*** Study material ***
PR #1105, opened 2025-05-06
KIP-368: Allow SASL Connections to Periodically Re-Authenticate

### LINKED ISSUE #1015: [QUESTION] Is there support to refresh OAuth tokens automatically based on token expiration duration?
Hi,

We're using OAUTHBEARER sasl_mechanism to connect to AWS MSK with MSKAuthTokenProvider generated tokens. The tokens have an expiration duration. Is there any way to make the Kafka clients refresh the connections before the token expires? Right now, we observe that a connection is established. Later, there will be a Kafka connection failure because the connection is closed by the broker.

### LINKED ISSUE #1080: Consumer/channel does not reauthenticate based on SaslAuthenticateResponse
**Describe the bug**
When a consumer's connection outlives its SASL authentication (in this case an OAuth token), then consumer will fail to fetch new records because the broker no longer accepts any requests other than `SaslHandshakeRequest` and `SaslAuthenticateRequest`. 

As an example, if tokens have a valid duration of 5 minutes, the consumer will run fine for 5 minutes after which it will begin failing when it sends new requests. For example, this `HeartbeatRequest` for the group coordinator fails because the channel's session is expired:
```
ERROR:aiokafka.consumer.group_coordinator:Error sending HeartbeatRequest_v1 to node 2 [KafkaConnectionError: Connection at my.redacted-kafka.broker closed] -- marking coordinator dead
```

I suspect this is also an issue for admin and producer clients.

**Expected behaviour**
I expect the consumer to reauthenticate before its session expires.

 - aiokafka version (`python -c "import aiokafka; print(aiokafka.__version__)"`): 0.12.0
 - Kafka Broker version (`kafka-topics.sh --version`): 3.7.0
 - Other information (Confluent Cloud version, etc.): Self-hosted Kafka with Strimzi OAuth authentication plugin

**Reproducible example**

The problem can be reproduced with a simple consumer such as this together with a Kafka broker configured to use secured OAuth SASL authentication for example using Strimzi. If it could be of value, I will try to create a Dockerfile to setup such a broker.

```python
import asyncio
from aiokafka.abc import AbstractTokenProvider
from azure.identity import DefaultAzureCredential
import ssl
def create_ssl_context():
    """
    Creates and configures an SSL context for secure connections over TLS.
    Used in communication with the Kafka broker in aiokafka.Consumer.
    Returns:
        ssl.SSLContext: Configured SSL context for use with Kafka or other secure connections.
    """
    ssl_context = ssl.SSLContext(ssl.PROTOCOL_TLS_CLIENT)
    ssl_context.load_default_certs()
    return ssl_context
class KafkaOAuthBearerTokenProvider(AbstractTokenProvider):
    async def token(self):
        # logic for fetching token
        ...
async def consume():
    # Kafka consumer configuration with SASL authentication
    consumer = AIOKafkaConsumer(
        'sometopic',
        bootstrap_servers='my.redacted-kafka.broker,my.redacted-kafka.broker2,my.redacted-kafka.broker3',
        auto_offset_reset='earliest',
        security_protocol='SASL_PLAINTEXT', 
        sasl_mechanism='OAUTHBEARER',
        ssl_context=create_ssl_context(),
        sasl_oauth_token_provider= KafkaOAuthBearerTokenProvider(),
        group_id= "someconsumergroup"
    )
    # Start the consumer
    await consumer.start()
    try:
        # Consume messages
        async for msg in consumer:
            print(f"Consumed message: {msg.value.decode('utf-8')} from partition: {msg.partition} and offset: {msg.offset} and header: {msg.headers}")
    finally:
        # Ensure the consumer is stopped gracefully
        await consumer.stop()
```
*** End of Study material ***
_Exercise objective_
Copy each entry exactly, with nothing added or dropped.

_Exercise result_
PR #1105, opened 2025-05-06
KIP-368: Allow SASL Connections to Periodically Re-Authenticate

### LINKED ISSUE #1015: [QUESTION] Is there support to refresh OAuth tokens automatically based on token expiration duration?
Hi,

We're using OAUTHBEARER sasl_mechanism to connect to AWS MSK with MSKAuthTokenProvider generated tokens. The tokens have an expiration duration. Is there any way to make the Kafka clients refresh the connections before the token expires? Right now, we observe that a connection is established. Later, there will be a Kafka connection failure because the connection is closed by the broker.

### LINKED ISSUE #1080: Consumer/channel does not reauthenticate based on SaslAuthenticateResponse
**Describe the bug**
When a consumer's connection outlives its SASL authentication (in this case an OAuth token), then consumer will fail to fetch new records because the broker no longer accepts any requests other than `SaslHandshakeRequest` and `SaslAuthenticateRequest`. 

As an example, if tokens have a valid duration of 5 minutes, the consumer will run fine for 5 minutes after which it will begin failing when it sends new requests. For example, this `HeartbeatRequest` for the group coordinator fails because the channel's session is expired:
```
ERROR:aiokafka.consumer.group_coordinator:Error sending HeartbeatRequest_v1 to node 2 [KafkaConnectionError: Connection at my.redacted-kafka.broker closed] -- marking coordinator dead
```

I suspect this is also an issue for admin and producer clients.

**Expected behaviour**
I expect the consumer to reauthenticate before its session expires.

 - aiokafka version (`python -c "import aiokafka; print(aiokafka.__version__)"`): 0.12.0
 - Kafka Broker version (`kafka-topics.sh --version`): 3.7.0
 - Other information (Confluent Cloud version, etc.): Self-hosted Kafka with Strimzi OAuth authentication plugin

**Reproducible example**

The problem can be reproduced with a simple consumer such as this together with a Kafka broker configured to use secured OAuth SASL authentication for example using Strimzi. If it could be of value, I will try to create a Dockerfile to setup such a broker.

```python
import asyncio
from aiokafka.abc import AbstractTokenProvider
from azure.identity import DefaultAzureCredential
import ssl
def create_ssl_context():
    """
    Creates and configures an SSL context for secure connections over TLS.
    Used in communication with the Kafka broker in aiokafka.Consumer.
    Returns:
        ssl.SSLContext: Configured SSL context for use with Kafka or other secure connections.
    """
    ssl_context = ssl.SSLContext(ssl.PROTOCOL_TLS_CLIENT)
    ssl_context.load_default_certs()
    return ssl_context
class KafkaOAuthBearerTokenProvider(AbstractTokenProvider):
    async def token(self):
        # logic for fetching token
        ...
async def consume():
    # Kafka consumer configuration with SASL authentication
    consumer = AIOKafkaConsumer(
        'sometopic',
        bootstrap_servers='my.redacted-kafka.broker,my.redacted-kafka.broker2,my.redacted-kafka.broker3',
        auto_offset_reset='earliest',
        security_protocol='SASL_PLAINTEXT', 
        sasl_mechanism='OAUTHBEARER',
        ssl_context=create_ssl_context(),
        sasl_oauth_token_provider= KafkaOAuthBearerTokenProvider(),
        group_id= "someconsumergroup"
    )
    # Start the consumer
    await consumer.start()
    try:
        # Consume messages
        async for msg in consumer:
            print(f"Consumed message: {msg.value.decode('utf-8')} from partition: {msg.partition} and offset: {msg.offset} and header: {msg.headers}")
    finally:
        # Ensure the consumer is stopped gracefully
        await consumer.stop()
```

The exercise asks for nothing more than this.